After Master Node and Worker Nodes are all started, you can now navigate to http://<master_node_ip>:8080
to start using Crawlab.
Note
Expose ports of Master Node
As Worker Nodes connect to Master Node through ports 8080 (API) and 9666 (gRPC), you should make sure they are both opened and NOT blocked by firewall on Master Node.
External MongoDB
In MND introduced above, you may notice that MongoDB is by default deployed on Master Node. But performance wise, this handy deployment configuration can result in problems, because MongoDB itself can be a bottleneck particularly in a large-scale distributed system.
Fortunately, this issue can be resolved by using external MongoDB deployed in other nodes, or from cloud database service providers, e.g. AWS, Azure, Aliyun etc. By doing so, MongoDB can be easily scaled so that the database robustness would be ensured. Please refer to the diagram below.

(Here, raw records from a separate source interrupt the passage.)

PR #2787, opened 2019-05-08
suggest infinispan DR in IoT Readme

jbtrystram:
While we'll still working on the device registry and writing the docs , here is a quick guide to use the infinispan DR easily.

Inspiration is from https://github.com/infinispan-demos/infinispan-kubernetes

### DIFF
--- a/templates/iot/examples/infinispan-service.yml
+++ b/templates/iot/examples/infinispan-service.yml
@@ -1,0 +1,80 @@
+apiVersion: v1
+kind: Service
+metadata:
+  annotations:
+    description: Hot Rod's port.
+  labels:
+    application: infinispan-server
+  name: infinispan-server-hotrod
+spec:
+  ports:
+  - port: 11222
+    targetPort: 11222
+  selector:
+deploymentConfig: infinispan-server
+---
+apiVersion: apps/v1beta1
+kind: StatefulSet
+metadata:
+  labels:
+    application: infinispan-server
+  name: infinispan-server
+spec:
+  replicas: 1
+  serviceName: infinispan-server-headless
+  template:
+    metadata:
+      labels:
+        application: infinispan-server
+        deploymentConfig: infinispan-server
+      name: infinispan-server
+    spec:
+      containers:
+      - args:
+        - cloud
+        - -Djboss.default.jgroups.stack=kubernetes
+        env:
+        - name: KUBERNETES_LABELS
+          value: application=infinispan-server
+        - name: KUBERNETES_NAMESPACE
+          valueFrom:
+            fieldRef:
+              fieldPath: metadata.namespace
+        image: jboss/infinispan-server:9.4.6.Final
+        livenessProbe:
+          exec:
+            command:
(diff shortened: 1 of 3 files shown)


templates/iot/examples/infinispan-service.yml
```diff
@@ -0,0 +1,80 @@
...
+          failureThreshold: 5
+          initialDelaySeconds: 10
+          periodSeconds: 10
+          successThreshold: 1
+          timeoutSeconds: 80
+        resources:
+          requests:
+            cpu: "0.5"
+            memory: 512Mi
+terminationGracePeriodSeconds: 120
```
ctron: I think this last line should be indented.

jbtrystram: fixed :)

templates/iot/examples/infinispan-service.yml
```diff
@@ -0,0 +1,80 @@
...
+    description: Hot Rod's port.
+  labels:
+    application: infinispan-server
+  name: infinispan-server-hotrod
+spec:
+  ports:
+  - port: 11222
+    targetPort: 11222
+  selector:
+deploymentConfig: infinispan-server
```
ctron: I guess there is an indent problem as well

jbtrystram: yep. it's odd because I tested it and all went fine. fixed

templates/iot/examples/infinispan-service.yml
```diff
@@ -0,0 +1,80 @@
+apiVersion: v1
+kind: Service
+metadata:
+  annotations:
+    description: Hot Rod's port.
+  labels:
+    application: infinispan-server
+  name: infinispan-server-hotrod
```
ctron: This doesn't seem to math with the "example" IoTConfig, which defines `example-infinispan` instead of `infinispan-server-hotrod`.

jbtrystram: yes you are right, the value in the _example_ file is a remnant from the service exposed by the infinispan operator which I used during development.
thanks for catching this

ctron:
I think we need the following in addition:

~~~yaml
---
apiVersion: v1
kind: ServiceAccount
metadata:
  name: infinispan
  labels:
    app: enmasse
    enmasse-component: iot
---
kind: Role
metadata:
  labels:
    app: enmasse
    enmasse-component: iot
  name: iot.enmasse.io:infinispan
rules:
  - apiGroups: [ "" ]
    resources: [ "pods" ]
    verbs: [ "get", "list", "watch" ]
---
kind: RoleBinding
metadata:
  name: infinispan
  labels:
    app: enmasse
    enmasse-component: iot
roleRef:
  kind: Role
  name: iot.enmasse.io:infinispan
subjects:
- kind: ServiceAccount
  name: infinispan
  namespace: ${NAMESPACE}
~~~

And then set the `serviceAccount` in the `StatefulSet`

~~~
.spec.template.spec.serviceAccount: infinispan
~~~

The configuration file docker-compose.yml
for Master Node is slightly different from that of default MND. Please find the content as below.

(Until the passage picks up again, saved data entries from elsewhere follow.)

PR #2788, opened 2019-05-08
Docs: IoT docs copyedits

jenmalloy:


documentation/modules/proc-iot-creating-project.adoc
```diff
@@ -7,7 +12,7 @@ ifeval::["{cmdcli}" == "oc"]
 . Change to a non-admin user:
```
jenmalloy: @dejanb Seems like the command is missing here? Or maybe the colon should just be a period here (if it depends what the exact command will be)

dejanb: @jenmalloy You're right ... it should be the same as Step 1 in https://enmasse.io/documentation/master/openshift/#create-address-space-cli-messaging-gs (I can't link to it in github properly).

jenmalloy:
@dejanb, Could you review the latest changes please? Thanks!

documentation/modules/proc-iot-api.adoc
```diff
@@ -13,17 +18,22 @@ endif::[]
 
 = Sending and receiving {api} data
 
-.Procedure
+== Starting the {api} consumer
 
-== Starting {api} consumer
+.Prerequisites
```
bhardesty: Just a minor suggestion for prereqs: I typically state them as present conditions (so, "The IoT services are installed", "An IoT project is created", etc.)

However, if the other prereqs in this doc are phrased a certain way, I'd just match it here for consistency.

documentation/modules/proc-iot-api.adoc
```diff
@@ -13,17 +18,22 @@ endif::[]
...
 
-. In Hono project run:
+. In the Hono project, run:
 +
 [options="nowrap",subs="attributes"]
 ----
 cd cli
 ----
-. At least once run:
+. At least once, run:
```
bhardesty: Maybe something like, "Run the following command at least once:"

Still, it's not clear what "at least once" means. How do I know if I need to run it more than once?

documentation/modules/proc-iot-creating-project.adoc
```diff
@@ -1,13 +1,28 @@
...
+//
+// assembly-iot-guide.adoc
+// assembly-IoT.adoc
+
 [id='iot-creating-project-{context}']
 = Creating an IoT project
 
+After installing the IoT services, you create an IoT project.
+
+.Prerequisite
```
bhardesty: ".Prerequisites" should be plural even if there's only one prereq.

PR #2789, opened 2019-05-08
Fix #1280: implement watch (work in progress)

### LINKED ISSUE #1280: Add support for watching addressspaces and addresses to api server

k-wall:
Uses @lulf's idea to proxy a watch of the config map backing the address spaces/addresses.
Tabluar watches (i.e oc get addressspace -o wide -w) not showing correct columns yet.


k-wall:
Re. the comment about tabular watches is spurious.   I see now that when watching a resource with `--output=wide` the client does not make a request with Accept "application/json;as=Table".   It seems the list of columns that are displayed in the watch/wide is determined differently.  I see that for CRDs allow the list of additional columns to be configured https://kubernetes.io/docs/tasks/access-kubernetes-api/custom-resources/#additional-printer-columns.  Aside: Is `additional-printer-columns` supported by API extensions that are not CRDs??

k-wall:
Closing PR - likely we will take a different approach - #3231

PR #2796, opened 2019-05-09
Prefixed metric names with application name

robshelly:


metrics-api/src/main/java/io/enmasse/metrics/api/PrometheusMetricsFormatter.java
```diff
@@ -4,19 +4,37 @@
...
+import org.slf4j.LoggerFactory;
+
 
 public class PrometheusMetricsFormatter implements MetricsFormatter {
+    private static final Logger log = LoggerFactory.getLogger(PrometheusMetricsFormatter.class.getName());
     public String format(List<Metric> metricList) {
         StringBuilder sb = new StringBuilder();
+        String appPrefix = "";
+
+        try {
```
k-wall: Use try-with-resources in order to automatically close the stream

metrics-api/src/main/resources/pom.properties
```diff
@@ -0,0 +1 @@
+appPrefix=${application.bundle.prefix}
```
k-wall: I'd suggest using a filename other than `pom.properties`.  Maybe just metrics.properties.

metrics-api/src/main/java/io/enmasse/metrics/api/PrometheusMetricsFormatter.java
```diff
@@ -4,19 +4,37 @@
...
+            java.io.InputStream inputStream = this.getClass().getResourceAsStream("/pom.properties");
+            java.util.Properties properties = new Properties();
+
+            properties.load(inputStream);
+            appPrefix = properties.getProperty("appPrefix");
+        } catch (IOException e) {
+            log.info("Error reading app prefix {}", e);
```
k-wall: I think failing early is better than continuing in an unexpected state.  I'd just throw an exception and let the program die.

metrics-api/src/main/java/io/enmasse/metrics/api/PrometheusMetricsFormatter.java
```diff
@@ -4,19 +4,37 @@
...
+
 
 public class PrometheusMetricsFormatter implements MetricsFormatter {
+    private static final Logger log = LoggerFactory.getLogger(PrometheusMetricsFormatter.class.getName());
     public String format(List<Metric> metricList) {
         StringBuilder sb = new StringBuilder();
+        String appPrefix = "";
+
+        try {
+            java.io.InputStream inputStream = this.getClass().getResourceAsStream("/pom.properties");
```
k-wall: getResourceAsStream returns null if the file is not found.  You should throw an exception if null is returned.

PR #2813, opened 2019-05-13
fix infinite loop MsgcliApiClient

famartinrh:


famartinrh:
@enmasse-ci run tests testcase=**.MsgPatternsInternalTest

famartinrh:
@enmasse-ci run tests testcase=**.MsgPatternsInternalTest

famartinrh:
@k-wall you are totally right, this recursion is unnecessary. I'm adding another commit for it.
The infinite loop was actually fixed in my second commit, because we looped and did retryies but the CompletableFuture holding the response wasn't re-initialized causing the infinite loop. This changes are made to hunt that issue that happened during weekend

famartinrh:
@enmasse-ci run tests testcase=**.MsgPatternsInternalTest

PR #3041, opened 2019-07-26
collect logs in monitoring namespace in case MonitoringTest fails

famartinrh:
collects the logs of all pods in `enmasse-monitoring` namespace in case MonitoringTest fails


famartinrh:

PR #3042, opened 2019-07-30
Collect events from monitoring namespace if MonitoringTest fails

k-wall:
Also made `all_events log` capture a UTC timestamp too.


k-wall:

PR #3061, opened 2019-08-01
Handle error when creating addresses fails

ctron:
Also, clean up a few things, reduce log output.


ctron:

# master node with external mongo
version: '3.3'
services:
master:
image: crawlabteam/crawlab
container_name: crawlab_master
restart: always
environment:
CRAWLAB_NODE_MASTER: "Y" # Y: master node
CRAWLAB_MONGO_URI: "<mongo_uri>" # mongo uri (set this alone)

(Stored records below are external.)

PR #3066, opened 2019-08-01
Augment the server side provided firefox profile with devtools.console.stdout.content=true

k-wall:
Augment the existing firefox profile provided by the server rather than replacing it completely.


k-wall:

PR #3070, opened 2019-08-05
Docs issue-3049: Add example of how tenant can override properties fo…

jenmalloy:
…r external auth service


documentation/modules/ref-external-auth-service-example-allow-overrides.adoc
```diff
@@ -27,10 +27,10 @@ spec:
 ----
 <1> (Optional) The `realm` is passed in the authentication request. If not specified, an identifier in the form of _namespace-addressspace_ is used as the realm.
 <2> The host name of the external authentication service.
-<3> The port of the external authentication service.
+<3> The port number of the external authentication service.
 <4> (Optional) The CA certificate to trust when connecting to the authentication service.
-<5> (Optional) 
-<6> (Optional) Specifies whether overrides are allowed on the host name, port number, and CA certificate. Valid values are `true` or `false`.
+<5> (Optional) The client certificate to trust when connecting to the authentication service.
```
k-wall: <5>  The wording isn't good.   The client cert is the certificate that the client presents to the server in order to identify itself.

jenmalloy: @k-wall, Fixed in the last commit: "The certificate that the client presents when connecting to the authentication server."

jenmalloy:
@k-wall, Can you review/approve? Thanks!

PR #3073, opened 2019-08-06
Await API service registration before ending CommonTest#testMessagingDuringRestartComponents

k-wall:
Fixes unreliable test.


k-wall:
@enmasse-ci run tests testcase=CommonTest

PR #3077, opened 2019-08-07
Put the IoT tenant name in the status section

ctron:
Put the IoT tenant name in an explicit field in the status section.


ctron:

PR #3079, opened 2019-08-07
Drop code no longer required with Hono 1.0-M6

ctron:
This PR cleans up the Tenant Service to drop the deprecated APIs from Hono 1.0-M6, remove the unnecessary HTTP endpoint, and use the new, lighter, application startup.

CRAWLAB_MONGO_HOST: "<mongo_host>" # mongo host address
CRAWLAB_MONGO_PORT: "<mongo_port>" # mongo port
CRAWLAB_MONGO_DB: "<mongo_db>" # mongo database
CRAWLAB_MONGO_USERNAME: "<mongo_username>" # mongo username
CRAWLAB_MONGO_PASSWORD: "<mongo_password>" # mongo password
CRAWLAB_MONGO_AUTHSOURCE: "<mongo_auth_source>" # mongo auth source
CRAWLAB_MONGO_AUTHMECHANISM: "<mongo_auth_mechanism>" # mongo auth mechanism
CRAWLAB_MONGO_AUTHMECHANISMPROPERTIES: "<mongo_auth_mechanism_properties>" # mongo auth mechanism properties
volumes:
- "/opt/.crawlab/master:/root/.crawlab" # persistent crawlab metadata
- "/opt/crawlab/master:/data" # persistent crawlab data
- "/var/crawlab/log:/var/log/crawlab" # log persistent
ports:
- "8080:8080" # exposed api port
- "9666:9666" # exposed grpc port
As you can see, the service mongo
is removed and MongoDB-related connection environment variables ( e.g. CRAWLAB_MONGO_HOST
, CRAWLAB_MONGO_PORT
) are changed to those of external MongoDB. You can leave some environment variables empty if you don't need them.